4. Suriye ile anlaşmayı geciktirmek, Türkiye'yi ABD'nin dayatmalarına açık hale getiriyor. İdlib konusunda ayak sürüme politikası, Rusya ile hassas dengede de sorunlara yol açıyor. Ancak şunu da belirtelim: Türkiye ile Rusya arasında ortaklığın bozulması ihtimali yoktur. Bu ortaklık, her iki taraf için de zorunludur. Bu durum İran'ın da içinde olduğu Astana ortaklığı için de geçerlidir.

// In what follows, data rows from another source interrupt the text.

PR #1949, opened 2018-01-07
Only emit "more" history to the client that requested it

xPaw:
Noticed that when opening a channel on mobile also sent `more` to my desktop client.

### DIFF
--- a/src/server.js
+++ b/src/server.js
@@ -258,7 +258,11 @@ function initializeClient(socket, client, token, lastMessage) {
 	socket.on(
 		"more",
 		function(data) {
-			client.more(data);
+			const history = client.more(data);
+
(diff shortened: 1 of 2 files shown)


src/server.js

Fakat buna rağmen, ABD yönetimi ile uzlaşmaya açık kapı bırakma politikası, Türkiye'nin gerçek müttefikleriyle arasında soğukluğa neden oluyor. İdlib'de Suriye'nin otoritesini kurmasını sağlamaya destek verecek politika, Türkiye'nin Fırat'ın doğusunda elini güçlendirecekti. Eylül 2018'de Putin Erdoğan arasındaki Soçi'deki İdlib mutabakatı uygulansaydı, İdlib'den terör grupları temizlenmiş olacak, orada Suriye devletinin bayrağı dalgalanacak ve şimdi Fırat'ın doğusundan ABD'yi çıkarmak, PKK'yı temizlemek sadece Türkiye'nin değil Astana ortaklarının ortak gündemi haline gelecekti. Bu şans halen vardır. Türkiye, Rusya ile İdlib mutabakatını zaman geçirmeden hayata geçirebilir. Böylece, Türkiye ABD'nin karşısına Astana ortaklarıyla birlikte oturabilir. Suriye'de bulunmasının hiçbir meşruiyeti olmayan işgalci konumundaki ABD'nin, Türkiye, Rusya, İran ve Suriye'nin karşısında yapacağı birşey kalmaz.

5. Erdoğan yönetiminin izlediği, "Zeytin Dalı ve Fırat Kalkanı bölgelerinden sonra bir de kontrolümüz altında Frat'ın doğusu olsun, Astana sürecinde elimiz güçlü olsun" diye özetlenebilecek politika, Suriye'nin egemenliğine saygı ile toprak bütünlüğü ve siyasi birliğini kurmasını esas alan Astana ortaklığının hedefleri ile çelişmektedir. Bu politika, Türkiye'nin ulusal çıkarlarına da aykırıdır. Çünkü, Suriye'nin toprak bütünlüğü ve siyasi birliğini kurması, Suriye'den sonra en fazla Türkiye'nin yaşamsal çıkarlarına uygundur. ABD destekli ikinci İsrail/terör koridorunu yıkacak, Türkiye'nin güney sınırlarını güvence altına alacak politika, Suriye devletinin ülkenin bütün bölgelerinde otoritesini kurmasından geçer. Suriye'de bunu yapacak yegane güç, Esad yönetimidir. O nedenle Esad yönetimiyle zaman geçirmeksizin ilişkilerin normalleştirilmesi zorunludur.